== Data extracted from a collection ==
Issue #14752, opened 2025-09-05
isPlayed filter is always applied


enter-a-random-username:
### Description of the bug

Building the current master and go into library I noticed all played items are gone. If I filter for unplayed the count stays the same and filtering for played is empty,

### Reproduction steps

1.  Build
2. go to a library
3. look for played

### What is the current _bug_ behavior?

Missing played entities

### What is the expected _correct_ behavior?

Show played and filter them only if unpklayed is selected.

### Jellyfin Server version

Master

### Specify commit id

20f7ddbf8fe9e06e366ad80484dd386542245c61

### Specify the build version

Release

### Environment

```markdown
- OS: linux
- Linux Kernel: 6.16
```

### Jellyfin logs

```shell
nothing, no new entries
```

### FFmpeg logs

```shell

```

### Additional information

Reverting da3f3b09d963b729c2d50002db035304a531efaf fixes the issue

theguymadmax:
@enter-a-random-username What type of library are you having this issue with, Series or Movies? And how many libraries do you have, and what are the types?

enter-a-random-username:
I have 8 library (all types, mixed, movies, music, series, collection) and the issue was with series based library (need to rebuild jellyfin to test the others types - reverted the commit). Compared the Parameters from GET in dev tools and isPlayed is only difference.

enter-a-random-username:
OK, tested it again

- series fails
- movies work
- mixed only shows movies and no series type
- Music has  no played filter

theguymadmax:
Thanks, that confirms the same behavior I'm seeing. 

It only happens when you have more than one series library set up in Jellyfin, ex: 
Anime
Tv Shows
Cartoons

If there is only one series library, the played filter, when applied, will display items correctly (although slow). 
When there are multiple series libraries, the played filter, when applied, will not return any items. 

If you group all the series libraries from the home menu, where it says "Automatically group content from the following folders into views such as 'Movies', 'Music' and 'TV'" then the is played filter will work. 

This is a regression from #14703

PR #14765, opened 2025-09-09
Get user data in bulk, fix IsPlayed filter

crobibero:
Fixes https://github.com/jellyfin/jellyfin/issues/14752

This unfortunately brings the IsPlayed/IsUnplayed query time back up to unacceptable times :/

== What the task asks ==
Output every record verbatim.

== Result of the exercise ==
Issue #14752, opened 2025-09-05
isPlayed filter is always applied


enter-a-random-username:
### Description of the bug

Building the current master and go into library I noticed all played items are gone. If I filter for unplayed the count stays the same and filtering for played is empty,

### Reproduction steps

1.  Build
2. go to a library
3. look for played

### What is the current _bug_ behavior?

Missing played entities

### What is the expected _correct_ behavior?

Show played and filter them only if unpklayed is selected.

### Jellyfin Server version

Master

### Specify commit id

20f7ddbf8fe9e06e366ad80484dd386542245c61

### Specify the build version

Release

### Environment

```markdown
- OS: linux
- Linux Kernel: 6.16
```

### Jellyfin logs

```shell
nothing, no new entries
```

### FFmpeg logs

```shell

```

### Additional information

Reverting da3f3b09d963b729c2d50002db035304a531efaf fixes the issue

theguymadmax:
@enter-a-random-username What type of library are you having this issue with, Series or Movies? And how many libraries do you have, and what are the types?

enter-a-random-username:
I have 8 library (all types, mixed, movies, music, series, collection) and the issue was with series based library (need to rebuild jellyfin to test the others types - reverted the commit). Compared the Parameters from GET in dev tools and isPlayed is only difference.

enter-a-random-username:
OK, tested it again

- series fails
- movies work
- mixed only shows movies and no series type
- Music has  no played filter

theguymadmax:
Thanks, that confirms the same behavior I'm seeing. 

It only happens when you have more than one series library set up in Jellyfin, ex: 
Anime
Tv Shows
Cartoons

If there is only one series library, the played filter, when applied, will display items correctly (although slow). 
When there are multiple series libraries, the played filter, when applied, will not return any items. 

If you group all the series libraries from the home menu, where it says "Automatically group content from the following folders into views such as 'Movies', 'Music' and 'TV'" then the is played filter will work. 

This is a regression from #14703

PR #14765, opened 2025-09-09
Get user data in bulk, fix IsPlayed filter

crobibero:
Fixes https://github.com/jellyfin/jellyfin/issues/14752

This unfortunately brings the IsPlayed/IsUnplayed query time back up to unacceptable times :/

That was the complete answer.